LEFT: A cicada and a cricket. RIGHT: A katydid. Photos by Jennifer Greenwell

Cricket chirps and cicada choruses: summer’s soundtrack

The iconic soundtrack of summer in the Highland Lakes is not heard through dashboard speakers—nature’s songs need no amplification. Burnet County is home to a chorus of insects, including cicadas, grasshoppers, crickets, and katydids.

The opening act of this lineup of micro-musicians is the cicada, which emits a distinct loud buzz or click from the morning into the afternoon by way of its tymbal, a special sound-producing organ. 

Cicadas are so boisterous, in fact, that they are considered the loudest insect in Texas. A chorus of cicada clicks and buzzes can register over 100 decibels and be heard from a mile away. 

Fun fact: Cicadas are often mistakenly called locusts. The brown shells found abandoned on trees are from cicadas.

Also daytime performers, grasshoppers make a soft, raspy, undulating sound that is a bit like sandpaper scraping together. This noise, typically produced by males, is made by the insect rubbing tiny spikes on its legs across the edge of one of its wings. Grasshoppers also make a loud clacking sound with their wings as they fly away. 
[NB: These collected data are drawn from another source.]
PR #704, opened 2023-11-04
📝 Intro to WETH docs

tolu0x:
I wrote a short intro to WETH's doc. I'm curious as to what the general style guide for solady's documentation is. Lmk if i can continue like this or there are things I should change. @Vectorized


Vectorized:
Solady's WETH intended purpose is to provide an example for testing and educational purposes. 

For serious business, users should consider [METH](https://github.com/Philogy/meth-weth) which is more complete and efficient.

PR #734, opened 2023-11-25
✨ Add LEB128Lib

Shungy:
## Description

Add  library to encode and decode values based on LEB128 compression scheme. Useful for non-standard way of encoding calldata to decrease calldata size. See the [usage example](https://github.com/Shungy/leb128-nooffset/blob/14f6ae06d39a95733a60ebcc2a62c3cd2e8ac80b/src/examples/EncodedCalldataERC20.sol).

## Checklist

- [✔ ] Ran `forge fmt`?
- [✔] Ran `forge snapshot`?
- [✔] Ran `forge test`?


atarapra:
@Shungy how much this method is efficient in compare to `LibZip.cdCompress()` and `LibZip.flzCompress()` methods.

Vectorized:
Might not accept.

Tried it on this sample calldata:
```
0x4a04a1c90000000000000000000000000000000000000000000000000000000000000020000000000000000000000000ca1694433e499862ee242f2f403cb1e73ae91cfb000000000000000000000000000000000000000000000000000000000000000100000000000000000000000000000000000000000000000000000000000000000000000000000000000000001f5d295778796a8b9f29600a585ab73d452acb1c0000000000000000000000000000000000000000000000000000000000000001000000000000000000000000000000000000000000000000000000000000000000000000000000000000000000000000000000000000000000000000ffffffff0000000000000000000000000000000000000000000000000000000000000200000000000000000000000000000000000000000000000000000000000000000000000000000000000000000000000000000000000000000000000000000000000000000000000000000000000000000000000000000000000000000000000000000000000000000000000000000000000000000000000000000000000000000000000000000000000000000000000000000000000000000000000000000002200000000000000000000000000000000000000000000000000000000000000000000000000000000000000000000000000000000000000000000000000000026000000000000000000000000000000000000000000000000000000000000000000000000000000000000000000000000000000000000000000000000000000000000000000000000000000000000000000000000000000000000000000000001400000000000000000000000000000000000000000000000000000000000000000000000000000000000000000000000000000000000000000000000000000000
```

which, broken up into uint256s, will give:
```
function testBenchBE128Compress() public {
        uint256[] memory a = new uint256[](21);
        a[0] = 0x0000000000000000000000000000000000000000000000000000000000000020;
        a[1] = 0x000000000000000000000000ca1694433e499862ee242f2f403cb1e73ae91cfb;
        a[2] = 0x0000000000000000000000000000000000000000000000000000000000000001;
        a[3] = 0x0000000000000000000000000000000000000000000000000000000000000000;
        a[4] = 0x0000000000000000000000001f5d295778796a8b9f29600a585ab73d452acb1c;
        a[5] = 0x0000000000000000000000000000000000000000000000000000000000000001;
        a[6] = 0x0000000000000000000000000000000000000000000000000000000000000000;
        a[7] = 0x00000000000000000000000000000000000000000000000000000000ffffffff;
        a[8] = 0x0000000000000000000000000000000000000000000000000000000000000200;
        a[9] = 0x0000000000000000000000000000000000000000000000000000000000000000;
        a[10] = 0x0000000000000000000000000000000000000000000000000000000000000000;
        a[11] = 0x0000000000000000000000000000000000000000000000000000000000000000;
        a[12] = 0x0000000000000000000000000000000000000000000000000000000000000000;
        a[13] = 0x0000000000000000000000000000000000000000000000000000000000000220;
        a[14] = 0x0000000000000000000000000000000000000000000000000000000000000000;
        a[15] = 0x0000000000000000000000000000000000000000000000000000000000000260;
        a[16] = 0x0000000000000000000000000000000000000000000000000000000000000000;
        a[17] = 0x0000000000000000000000000000000000000000000000000000000000000000;
        a[18] = 0x0000000000000000000000000000000000000000000000000000000000000014;
        a[19] = 0x0000000000000000000000000000000000000000000000000000000000000000;
        a[20] = 0x0000000000000000000000000000000000000000000000000000000000000000;
        uint256 total = 0;
        for (uint256 i; i < a.length; ++i) {
            total += LEB128Lib.encode(a[i]).length; 
            total += 1; // We need at least 1 byte denote how long the bytes is.
        }
        console.log(total);
    }
```

This gives a total of `93 bytes + 4 function signature bytes = 97 bytes`. 

`cdCompress` gives a total of `79 bytes`.

Shungy:
> `             total += 1; // We need at least 1 byte denote how long the bytes is.`

In LEB128 the length is already encoded in the value. So if you are decoding all your calldata at once then there is absolutely no need to define lenghts or offsets for values. So `97` becomes `76`, beating `cdCompress`.

Added benchmark to the tests. Basically this is possible:

```
        bytes memory encodedData;
        for (uint256 i; i < a.length; ++i) {
            encodedData = abi.encodePacked(encodedData, LEB128Lib.encode(a[i]));
        }
        assertEq(encodedData.length, 72);

        // Test that we can decode these values.
        uint256 ptr;
        assembly {
            ptr := add(encodedData, 0x20)
        }
        for (uint256 i; i < a.length; ++i) {
            uint256 result;
            (result, ptr) = LEB128Lib.rawMemDecodeUint(ptr);
            assertEq(result, a[i]);
        }
```

Shungy:
> @Shungy how much this method is efficient in compare to `LibZip.cdCompress()` and `LibZip.flzCompress()` methods.

I haven't tested. I guess it depends on the data as this is a different method of compression (?). But LEB128 length can be easily determined based on the most significant bit position of the value: https://github.com/Shungy/solady/blob/d75459dab1ae8c31664070ec92f6c558a46bd9d0/test/LEB128Lib.t.sol#L68-L75

Vectorized:
@Shungy Can you write a PoC to demonstrate using BE128 on any calldata?

Shungy:
Very simple example: https://github.com/Shungy/leb128-nooffset/blob/14f6ae06d39a95733a60ebcc2a62c3cd2e8ac80b/src/examples/EncodedCalldataERC20.sol#L31-L36

It's not plug and play.

I can write a PoC for complex calldata encoding as well but that's beyond the scope of this library, as there can be different ways to standardize that based on how you want to decode  non integer values.

Vectorized:
Lemme think about it. For specific cases, LEB might offer slightly better compression. 

I have another example where the inputs don't lend well to simply LEB every 32 byte chunk.

Shungy:
> I have another example where the inputs don't lend well to simply LEB every 32 byte chunk.

Yea that wasn't my intended way of using. If you're encoding right padded 32 bytes then the encoded value will be 36-37 bytes.

Vectorized:
My OCD is slightly itching over having two separate compression sol files. 

LEB definitely need more SLOC, so copypastaing it into LibZip will bulk up the file.

Vectorized:
After much thought, I think it’s best to just stick with LibZip for Solady. The best case of LEB128 can save a few bytes, but it requires more work (on both solidity side and client side) and is not general.

JFC, it took quite a while for sound to integrate LibZip cdCompress, even tho there’s already a JS plug and play solution.

On average, LEB128 use 22.86 bytes for an address. This is similar to cdCompress’ usage of 22 bytes per address. The case where LEB shines is where there are many small numbers in the calldata. 

I greatly appreciate the work and thought put into this. I’m very sorry. 🙇‍♂️

Shungy:
Thanks for looking into it :pray: :pray:

PR #751, opened 2023-12-14
🥢 Fix lnWad comments

xenoliss:
## Description

Was working on porting the `FixedPointMathLib` for int128 and spent quite some time figuring out how some magic numbers were computed. Ended out that the comments were slightly wrong, so fixing this might help others as well.

**PS**: I'm facing a challenge with the implementations of `lnWad` and `expWad`. The documentation states that *'Care is taken to make sure ln(1) is exactly 0'* and *'Care is taken to make sure that exp(0) is exactly 1'*. However, I am struggling to achieve these exact values in int128. I would appreciate any guidance or insights you might have on this issue.

Thank you for developing this awesome lib!

## Checklist

- [x] Ran `forge fmt`?
- [x] Ran `forge snapshot`?
- [x] Ran `forge test`?

### DIFF
--- a/src/utils/FixedPointMathLib.sol
+++ b/src/utils/FixedPointMathLib.sol
@@ -275,12 +275,12 @@ library FixedPointMathLib {
             // The q polynomial is known not to have zeros in the domain.
             // No scaling required because p is already `2**96` too large.
             r := sdiv(p, q)
-            // Multiply by the scaling factor: `s * 5e18 * 2**96`, base is now `5**18 * 2**192`.
+            // Multiply by the scaling factor: `s * 5**18 * 2**96`, base is now `5**18 * 2**192`.
             r := mul(1677202110996718588342820967067443963516166, r)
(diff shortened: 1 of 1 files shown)


Vectorized:
The magic numbers are created by @remco.

https://2π.com/22/exp-ln/ <- Theory, but note that the python notebook linked in this article can't produce the exact values.

Vectorized:
Lemme merge this first.

xenoliss:
> If you are not too concerned with gas, just upcast to int256, call lnWad or expWad, and then downcast it back to int128.

Oh yes I would definitely do that but I'm porting this to non EVM languages so basically need to reimplement the algorithm from scratch.

> [https://2π.com/22/exp-ln/](https://xn--2-umb.com/22/exp-ln/) <- Theory, but note that the python notebook linked in this article can't produce the exact values.

I've seen this article, but I didn't know about the playbook. I'll check it out, thanks!

PR #764, opened 2023-12-18
🐞 Fix Javascript LibZip.flzCompress

mdehoog:
## Description

I noticed the Javascript implementation of `LibZip.flzCompress` doesn't quite match the solidity version, which results in some different output on certain inputs.

Ths PR fixes the compression method to exactly match the output of the Solidity version (at least, in all of the inputs I've tested).

## Checklist

- [x] Ran `forge fmt`?
- [x] Ran `forge snapshot`?
- [x] Ran `forge test`?

### DIFF
--- a/js/solady.js
+++ b/js/solady.js
@@ -95,10 +95,10 @@
      */
     LibZip.flzCompress = function(data) {
         var ib = hexToBytes(hexString(data)), b = ib.length - 4;
-        var ht = [], ob = [], a = 0, i = 2, o = 0, j, s, h, d, c, l, r, p, q, e, m = 0xffffff;
+        var ht = [], ob = [], a = 0, i = 2, o = 0, j, s, h, d, c, l, r, p, q, e;
 
-        function u32(i) {
-            return ib[i] | (ib[++i] << 8) | (ib[++i] << 16) | (ib[++i] << 24);
+        function u24(i) {
+            return ib[i] | (ib[++i] << 8) | (ib[++i] << 16);
         }
 
         function hash(x) {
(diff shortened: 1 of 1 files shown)


js/solady.js
```diff
@@ -112,17 +112,17 @@
 
         while (i < b - 9) {
             do {
-                r = ht[h = hash(s = u32(i) & m)];
-                c = (d = (ht[h] = i) - r) < 8192 ? u32(r) & m : m + 1;
+                r = ht[h = hash(s = u24(i))] || 0;
```
mdehoog, line 115: this is one of the bugs: reading `ht` at an index past it's length would return `undefined`, which broke the next line

js/solady.js
```diff
@@ -112,17 +112,17 @@
...
             if (i >= b - 9) break;
             if (--i > a) literals(i - a, a);
             for (l = 0, p = r + 3, q = i + 3, e = b - q; l < e; l++) e *= ib[p + l] === ib[q + l];
-            s = u32(i += l);
+            i += l;
             for (--d; l > 262; l -= 262) ob[o++] = 224 + (d >> 8), ob[o++] = 253, ob[o++] = d & 255;
             if (l < 7) ob[o++] = (l << 5) + (d >> 8), ob[o++] = d & 255;
             else ob[o++] = 224 + (d >> 8), ob[o++] = l - 7, ob[o++] = d & 255;
-            ht[hash(s & m)] = i++, ht[hash(s >> 8)] = i++, a = i;
+            ht[hash(u24(i))] = i++, ht[hash(u24(i))] = i++, a = i;
```
mdehoog, line 125: second bug is here... in the solidity version, `i` is used as the input to the hash function, rather than `s`. `s` === `i` the first time, but not the second time.

js/solady.js
```diff
@@ -95,10 +95,10 @@
      */
     LibZip.flzCompress = function(data) {
         var ib = hexToBytes(hexString(data)), b = ib.length - 4;
-        var ht = [], ob = [], a = 0, i = 2, o = 0, j, s, h, d, c, l, r, p, q, e, m = 0xffffff;
+        var ht = [], ob = [], a = 0, i = 2, o = 0, j, s, h, d, c, l, r, p, q, e;
 
-        function u32(i) {
-            return ib[i] | (ib[++i] << 8) | (ib[++i] << 16) | (ib[++i] << 24);
+        function u24(i) {
```
mdehoog, line 100: switching this to `u24` allowed us to remove the `0xffffff` mask on all of the `u32` calls

Vectorized:
@mdehoog Thank you so much!

Vectorized:
Ok, i differential fuzzed with hardhat.

Vectorized:
Impact:

Previously, the JS compressed data will still decompress correctly into the original data via JS or Solidity. 

But the compression isn't as optimized as it should be.

PR #772, opened 2023-12-29
♻️ Chore: Update ERC6909 Metadata Ext.

z0r0z:
## Description

Update `ERC6909` implementation and test files to reflect finalized [`IERC6909Metadata`](https://github.com/jtriley-eth/ERC-6909/blob/main/src/interfaces/IERC6909Metadata.sol).

## Checklist

- [x] Ran `forge fmt`?
- [x] Ran `forge snapshot`?
- [x] Ran `forge test`?


z0r0z:
Also, in other nit: might as well add `contractURI()` getter from [`IERC6909ContentURI`](https://github.com/jtriley-eth/ERC-6909/blob/main/src/interfaces/IERC6909ContentURI.sol#L11) since the current Solady implementation includes the `tokenURI(uint256. id)` method. So the implementation could fully support both metadata and content extensions out-of-box with just that one func addition.

I am catching up on the deliberations around ERC6909 (I like the slimmed down transfers 📏 ). But my ideal would actually be that ERC6909 meta/content extensions would defer things like name/symbol/decimals/metadata to the `tokenURI` pointer and endorse a json format or something. That would save some gas for logic that needs to run onchain. Curious thoughts @jtriley-eth 🖖

Vectorized:
LGTM. Merging in a while.

PR #785, opened 2024-01-09
♻️ ReentrancyGuard: avoid using magic numbers and initialize slot inside of constructor

zerosnacks:
## Description

Initializes `ReentrancyGuard` to non-zero value in constructor to move cost to deployer, not first caller.

Introduces `_NOT_ENTERED` and `_ENTERED` flags to avoid magic numbers - this should come at no additional gas cost.

## Checklist

- [x] Ran `forge fmt`?
- [x] Ran `forge snapshot`?
- [x] Ran `forge test`?


Vectorized:
Hmm... 2 and 1 are very obvious tho.

Vectorized:
Hmm... this saves gas for the first minter, but the total amount of gas used by the deployer and first minter will be higher. Over the super long term, users of Solady (deployers + users) will be burning more gas overall. Not sure if the extra bytecode is worth it if people are trying to sneak under the spurious dragon limit.

Vectorized:
May revert.

zerosnacks:
> May revert.

No worries! Your reasoning makes sense to me. Libraries ultimately make different trade-offs than implementations.

PR #795, opened 2024-01-12
✨ Allow initializable slot to be overridden

Vectorized:
## Description

@howydev 

## Checklist

- [x] Ran `forge fmt`?
- [x] Ran `forge snapshot`?
- [x] Ran `forge test`?


src/utils/Initializable.sol
```diff
@@ -53,30 +58,29 @@ abstract contract Initializable {
...
+            // Set `initializing` to 1, `initializedVersion` to 1.
+            sstore(s, 3)
             // If `!(initializing == 0 && initializedVersion == 0)`.
             if i {
                 // If `!(address(this).code.length == 0 && initializedVersion == 1)`.
                 if iszero(lt(extcodesize(address()), eq(shr(1, i), 1))) {
                     mstore(0x00, 0xf92ee8a9) // `InvalidInitialization()`.
                     revert(0x1c, 0x04)
                 }
+                s := shl(shl(255, i), s) // Skip initializing if `initializing == 1`.
```
howydev, line 75: could move this into the if block of L81

src/utils/Initializable.sol
```diff
@@ -108,7 +112,7 @@ abstract contract Initializable {
         /// @solidity memory-safe-assembly
         assembly {
             // Set `initializing` to 0, `initializedVersion` to `version`.
-            sstore(_INITIALIZABLE_SLOT, shl(1, version))
+            sstore(s, shl(1, version))
```
howydev, line 115: (curious) does caching `shl(1, version)` do anything here for gas, or is the compiler smart enough to automatically do a dup under the hood?

howydev:
Thanks for this change senpai! 1 observation - for OZ's initializable, a dev can use the other 23 bytes (bytes32 - uint64 - bool = bytes23) rather safely, but the storage writes here would wipe the data. 99.9% of use cases would never touch those bytes but still suggest to document this somewhere

atarpara:
> Thanks for this change senpai! 1 observation - for OZ's initializable, a dev can use the other 23 bytes (bytes32 - uint64 - bool = bytes23) rather safely, but the storage writes here would wipe the data. 99.9% of use cases would never touch those bytes but still suggest to document this somewhere

Openzeppelin is using struct for these variables so for using left byte23 dev need to add variables into [InitializableStorage](https://github.com/OpenZeppelin/openzeppelin-contracts/blob/master/contracts/proxy/utils/Initializable.sol#L65C12-L65C32) struct unless complier will not able to packed up variables.

atarpara:
@Vectorized LGTM!

src/utils/Initializable.sol
Vectorized: I think just recalculate. I am trying to reduce the number of shared variables between the before and after blocks around the `_`, which helps to reduce stack-too-deep.

PR #800, opened 2024-01-22
✨ Add _mintAndSetExtraDataUnchecked in ERC721

### LINKED ISSUE #796: ⚡️ERC721: Combine _mint() and set _setExtraData() into single SSTORE
Currently, the ownership slot can be extended with `extraData` to make use of the extra bits. I've used this feature extensively and it leads to gas savings due to re-using the same slot, which is great.

However, the functions are different and and SSTORE operation happens separately, causing more gas the be used than necessary.

Everytime I've used _setExtraData, it's been right after a _mint, and this seems like a very common pattern from what I've seen others do.

It would be great if there was a single function, `_mintAndSetExtraData`, that does a single SSTORE instead.

atarpara:
## Description

close #796.

## Checklist

- [x] Ran `forge fmt`?
- [x] Ran `forge snapshot`?
- [x] Ran `forge test`?


Vectorized (changes requested):
Let's change it to `_mintAndSetExtraDataUnchecked`.

- No zero address check. 
- No already exists check.

Vectorized (approved):

PR #827, opened 2024-02-22
⚡Optimize MinHeapMemLib

atarpara:
## Description

Optimized  #826
 
1. Removed `capacity` variable 
2. Decrease Stack variable
3. Cache Memory Calculations
4. Reduced code size

## Checklist

- [x] Ran `forge fmt`?
- [x] Ran `forge snapshot`?
- [x] Ran `forge test`?


Vectorized:
We have to store the capacity. Otherwise, pushing and popping 1 element will trigger reallocation.

atarpara:
> We have to store the capacity. Otherwise, pushing and popping 1 element will trigger reallocation.

It will happens only when heap size is `1`. I think it is quite rare.

atarpara:
> We have to store the capacity. Otherwise, pushing and popping 1 element will trigger reallocation.

Oops. It will triggered when heap size equals capacity. Thanks a lot for address this issues.

src/utils/MinHeapLib.sol
```diff
@@ -494,7 +493,7 @@ library MinHeapLib {
                 pos := rightPos
                 childPos := add(shl(1, pos), 1)
             }
-            // Siftdown.
+            // Siftup.
```
Vectorized, line 496: Let’s keep the names the same. According to Python’s implementation.

Vectorized (changes requested):

Vectorized (approved):

PR #862, opened 2024-03-20
✨ Coinbase smart wallet ERC1271

Vectorized:
## Description

I'm letting this marinate for a while first. May or may not merge.

## Checklist

- [x] Ran `forge fmt`?
- [x] Ran `forge snapshot`?
- [x] Ran `forge test`?


src/accounts/ERC1271.sol
```diff
@@ -6,7 +6,16 @@ import {SignatureCheckerLib} from "../utils/SignatureCheckerLib.sol";
 
 /// @notice ERC1271 mixin with nested EIP-712 approach.
 /// @author Solady (https://github.com/vectorized/solady/blob/main/src/accounts/ERC1271.sol)
+/// @author Coinbase (https://github.com/coinbase/smart-wallet)
 abstract contract ERC1271 is EIP712 {
+    /*´:°•.°+.*•´.*:˚.°*.˚•´.°:°•.°•.*•´.*:˚.°*.˚•´.°:°•.°+.*•´.*:*/
+    /*                         CONSTANTS                          */
+    /*.•°:°.´+˚.*°.˚:*.´•*.+°.•°:´*.´•*.•°.•°:°.´:•˚°.*°.˚:*.´+°.•*/
+
+    /// @dev `keccak256("CoinbaseSmartWalletMessage(bytes32 hash)")`.
```
wminshew, line 15: is there a composability advantage to using this over something else like `SoladySmartWalletMessage` ?

Vectorized: I used it cuz I saw this in https://github.com/wilsoncusack/scw-tx/blob/ad2323ea56cc3561eb4fed3e6c93fa8354f5a8f8/ERC1271.test.ts#L54. 

The goal is to allow wallets using Solady's 1271 to be compatible with any frontends that is compatible with Coinbase's smart wallets.

I think we can swap out for some more generic sounding name. But would like to keep in consistency with Coinbase's implementation for now.

@wilsoncusack

Vectorized: Some additional background. 

Alchemy light account is using the Solady's default workflow.

https://github.com/alchemyplatform/light-account/blob/develop/src/common/ERC1271.sol

The issue with supporting sign in for smart accounts is that 1271 alone does not standardize replay protection with EIP-712 visibility, so frontends have to potentially support several major smart wallets.

I envision that frontends will eventually congregate to support a few major smart wallets (likely via their SDKs). Solady's 1271 aims to be a drop-in solution to work with these SDKs.

src/accounts/ERC1271.sol
```diff
@@ -81,7 +127,7 @@ abstract contract ERC1271 is EIP712 {
                     hash := keccak256(0x00, 0x60) // Compute the parent's structHash.
                     break
                 }
-                // Else, use the `personal_sign` workflow.
+                // Else, use the `personalSign` workflow.
                 // Truncate the `signature.length` by 1 word (32 bytes), until zero.
```
vigneshka, line 131:
```suggestion
                // Reduce the signature length by 1 word (32 bytes) if it exceeds 1 word, otherwise set it to zero.
```
original comment makes it seem like it repeats some op until it's zero

src/accounts/ERC1271.sol
wilsoncusack: Hey just catching up here. I'm open to making the name more generic or maybe some ERC here. Could just be SmartWalletMessage?

Vectorized:
Closing this for now.

src/accounts/ERC1271.sol
wminshew: @wilsoncusack would be great to have an ERC here I think imo

PR #871, opened 2024-03-27
✨ Lazy storage based Fisher-Yates shuffle

aschlosberg:
## Description

Fisher–Yates shuffle of a lazy-initialised storage array, resulting in a permutation of `[0,n)`. An example use case is shuffling NFTs, amortising gas costs across all mints.

Implementation TL;DR: use a random storage slot as the first word in the array backing and store a value `x` at index `i` as `x==i ? 0 : x+1`, which is trivially invertible such that the default (zero) value at an index is the index itself. This initialises the array to `[0,n)` (in order) by only storing the array slot. The rest is a standard F–Y shuffle.

I chose `uint32` values to strike a balance between (a) something able to fit any feasible array size, and (b) maximising packing to avoid SSTOREs on current-value-zero slots. However I'm leaning towards reducing this to `uint16` as 65k values feels adequate and it halves the number of zero-value overwrites—I'd appreciate other perspectives, please.

## Checklist

- [x] Ran `forge test`?
- [x] Ran `forge fmt`?
- [x] Ran `forge snapshot`?


Vectorized:
Not sure of the real world use case tho. 

In memory shuffle can handle tokenURI for 99.99% of NFT collections today.

aschlosberg:
> Not sure of the real world use case tho.
> 
> In memory shuffle can handle tokenURI for 99.99% of NFT collections today.

I originally wrote this for a project that required random distribution that could later be used on-chain for token actions dependent on the permutation. Running the first `tokenId` steps of a shuffle each time wouldn't be feasible nor fair to owners with high token IDs.

I won't delete the branch, in case this thread turns up in a Google search and someone wants to use it.

Vectorized:
@aschlosberg 

I see, this is a legit use case.

Lemme reconsider if there is a better algo.

Vectorized:
I'm thinking of moving this into `LibPRNG`.

```solidity
struct LazyShuffler {
    uint192 _slot;
    uint32 length;
    uint32 numShuffled;
}

/// @dev Stores the `slot`, `length`, `numShuffled` into a single slot.
/// The next random number is simply keccak256(state), as `numShuffled` is incremented.
function init(LazyShuffler storage $, uint32 n, uint256 seed) internal;

/// @dev Throws if `i` >= `numShuffled`, or if `$` has not been initialized.
function get(LazyShuffler storage $, uint32 i) internal returns (uint32 shuffledIndex);

/// @dev Throws if the current `numShuffled` >= `length`.
function lazyShuffleNext(LazyShuffleState storage $) internal returns (uint32 result)
```

Each `uint32` chunk will be lazily initialized to `1 + index` as we lazily-shuffle the array.

aschlosberg:
Some comments and questions in-line, below. Let me know what you think and I'll move it into `LibPRNG`. I also thought of a way to remove `set(i, val)` but still be able to test the `set()`–`get()` loop (easier to just implement than to explain, but telling you since I see you removed it in your interface).

> I'm thinking of moving this into `LibPRNG`.
> 
> Having shuffles splitted across two files just feel weird to me.

Makes sense.

> Will link your repo in one of the `@author`s fields.

Thanks :)

> 
> ```solidity
> /// @dev All fields are dangerous to be modified directly.
> /// Maybe we should just combine all into a single `uint256 _state` and make getter methods.
In this case I don't feel strongly either way re getter vs struct fields. I typically lean towards readability (here struct fields) but understand the desire to make unintentional setting more difficult.

> ```solidity
> struct LazyShuffler {
>     uint192 _arraySlot;
>     uint32 length; 
>     uint32 numShuffled;
> }
> 
> /// @dev Stores the `_arraySlot`, `length`, `numShuffled` into a single storage slot.
> /// `_arraySlot` is initialized to `uint192(uint256(keccak256(abi.encode($._arraySlot, $.slot)))`.
What's the rationale behind `($._arraySlot, $.slot)`? My original API was based purely on a user-supplied key for simplicity and clarity (same key => same storage).

> ```solidity
> /// The next random index is simply `keccak256(state) % (length - numShuffled)`,
> /// as `numShuffled` is incremented.

Without the ability to provide an entropy source, the permutation is known in advance, which may not be desirable for some use cases. This is why my code allows for a user-provided random number / seeded PRNG.

> ```
> function init(LazyShuffler storage $, uint32 length, uint256 seed) internal;

Where is `seed` used?

> ```solidity
> /// @dev Returns the `i`th element of the shuffled-portion of array.
> /// Throws if `i` >= `numShuffled`, or if `$` has not been initialized.
> function get(LazyShuffler storage $, uint32 i) internal returns (uint32 shuffledIndex);
> 
> /// @dev Increments `numShuffled`, and returns the next element from `[0..length)`,
> /// as if it has been fully shuffled.
> /// Throws if the current `numShuffled` >= `length` (i.e. no more elements to shuffle).
> function next(LazyShuffleState storage $) internal returns (uint32 result)
> ```
> 
> Each `uint32` chunk will be lazily initialized to `1 + index` as we lazily-shuffle the array.

To `index`, not `1 + index`. Otherwise the permutation is of `1 … n` not `0 … (n-1)`.

> 
> I feel we can conditionally use a `uint16` workflow if `length` is small. Since bulk of gas will be on storage, it's ok to add in a few extra branches.

SGTM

Fun fact: Stressed-out grasshoppers swarming and fighting for food and space can become locusts, which is a “gregarious phase” the insects enter rather than a separate species.

Evening sounds are orchestrated by crickets. Male crickets will chirp or trill anytime but are most often heard as dusk arrives. The melodic chirping sounds are produced when the cricket rubs the sharp edge of one wing along the serrations of the other wing. 

Fun fact: Female crickets do not make noises as they lack the special sound-producing parts on their wings.

Nighttime choruses are the work of katydids. The katydid, which resembles a green leaf, has a unique song that sounds like “Katy-did, Katy-didn’t.” Katydids, like crickets, rub their wings together to produce sounds. One difference, however, is that both male and female katydids make noise. Katydids hang out high in treetops and their songs tend to carry.

Fun fact: Katydids have wings but cannot fly. They walk everywhere they go.

Cicadas, grasshoppers, crickets, and katydids perform live all summer throughout the Highland Lakes of Burnet County, so come on over and enjoy the music.